**EXERCISE:**
Where does the string "didn" occur in the records below? Copy every line that holds it.

━━━━━ SOURCE INFORMATION

PR #18503, opened 2020-12-04
games-emulation/higan: Version bump to 116_pre

vilhelmgray:
Closes: https://bugs.gentoo.org/709674


vilhelmgray:
This ebuild isn't yet ready; when I use `emake` the GNU make invocation has trouble finding some directories. Oddly, when I manually execute `make` in the source directory for higan, it finds directories just fine and completes the compilation without trouble.

Here's an example `make` line that runs correctly when I manually execute, yet seems to fail when invoked via `emerge`:
```
make -j5 platform=linux compiler=x86_64-pc-linux-gnu-g++ hiro=gtk3 cores="cv fc gb gba md ms msx n64 ngp pce ps1 sfc sg ws" profile=accuracy build=performance local=false -C higan-ui
```

Any idea what I have incorrect in my ebuild to cause this problem?

chewi:
My first thought was a race condition but I see you've called `make -j5` there. Are you sure you didn't just get lucky that time? Try emerging with `MAKEOPTS="-j1"`.

vilhelmgray:
I'm still trying to resolve the ebuild issue mentioned above. Unrelated, I wonder if we should define the emulation cores similar to how `app-emulation/qemu` handles it: by using [QEMU_SOFTMMU_TARGETS](https://github.com/gentoo/gentoo/blob/master/profiles/desc/qemu_softmmu_targets.desc) rather than regular USE flags. Would it make sense to define something similar for `games-emulation/higan`, or leave the cores as individual USE flags?

vilhelmgray:
> My first thought was a race condition but I see you've called `make -j5` there. Are you sure you didn't just get lucky that time? Try emerging with `MAKEOPTS="-j1"`.

I figured out what's happening: **emake** is removing the quotes for the ` cores="cv fc gb gba md ms msx n64 ngp pce ps1 sfc sg ws"` option. So essentially the line that it finally executes is this:
```
make -j5 platform=linux compiler=x86_64-pc-linux-gnu-g++ hiro=gtk3 cores=cv fc gb gba md ms msx n64 ngp pce ps1 sfc sg ws profile=accuracy build=performance local=false -C higan-ui
```

Without the quotation, **make** interprets `fc` as a target rather than a directory path, and thus I see the error issued.

Do you know a way to keep **emake** from stripping the quotes from `core="..."`?

vilhelmgray:
Investigating a bit further, I tried executing with some debug info:
```
MAKEOPTS="-p" emerge higan
```

In the printout of variables I found the following:
```
# command line
cores = "cv
```

So it looks like it's actually delimiting based on whitespace for some reason and ignoring the quotations. Does this have something to do with how **emake** constructs the `cmd` list? https://github.com/gentoo/portage/blob/ff270ae58eca457a1e2bbf9507d8438123082ca0/bin/ebuild-helpers/emake#L14-L16

vilhelmgray:
I was able to resolve the issue. Seems it was having trouble combining the bash arrays together as a string, so I was able to avoid the problem by creating an intermediate bash array called `uiopts`. This turned out to make the ebuild more concise too, so that's a plus in the end. :+1: 

I forced-pushed the fixed ebuild, so feel free to test it and review.

vilhelmgray:
I decided to have the `byuu` user interface be the default USE flag as this is the configuration recommended by upstream for casual users; the `higan-ui` user interface and `icarus` library manager are apparently intended more so for advanced users.

games-emulation/higan/higan-116_pre.ebuild
```diff
@@ -0,0 +1,164 @@
...
+HOMEPAGE="https://github.com/higan-emu/higan"
+SRC_URI="https://github.com/higan-emu/${PN}/archive/nightly.tar.gz -> ${P}.tar.gz"
+
+LICENSE="GPL-3"
+SLOT="0"
+KEYWORDS="~amd64 ~x86"
+IUSE="
+	alsa ao +byuu +core-cv +core-fc +core-gb +core-gba +core-md +core-ms
+	+core-msx +core-n64 +core-ngp +core-pce +core-ps1 +core-sfc +core-sg
+	+core-ws +gtk higan-ui icarus openal +opengl oss +pulseaudio qt5 +sdl udev
```
a17r, line 18: Please reconsider adding all those `core-*` flags.
- They do not pull in any additional dependency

━━━━━━━━━━

**TASK ANSWER:**
My first thought was a race condition but I see you've called `make -j5` there. Are you sure you didn't just get lucky that time? Try emerging with `MAKEOPTS="-j1"`.
> My first thought was a race condition but I see you've called `make -j5` there. Are you sure you didn't just get lucky that time? Try emerging with `MAKEOPTS="-j1"`.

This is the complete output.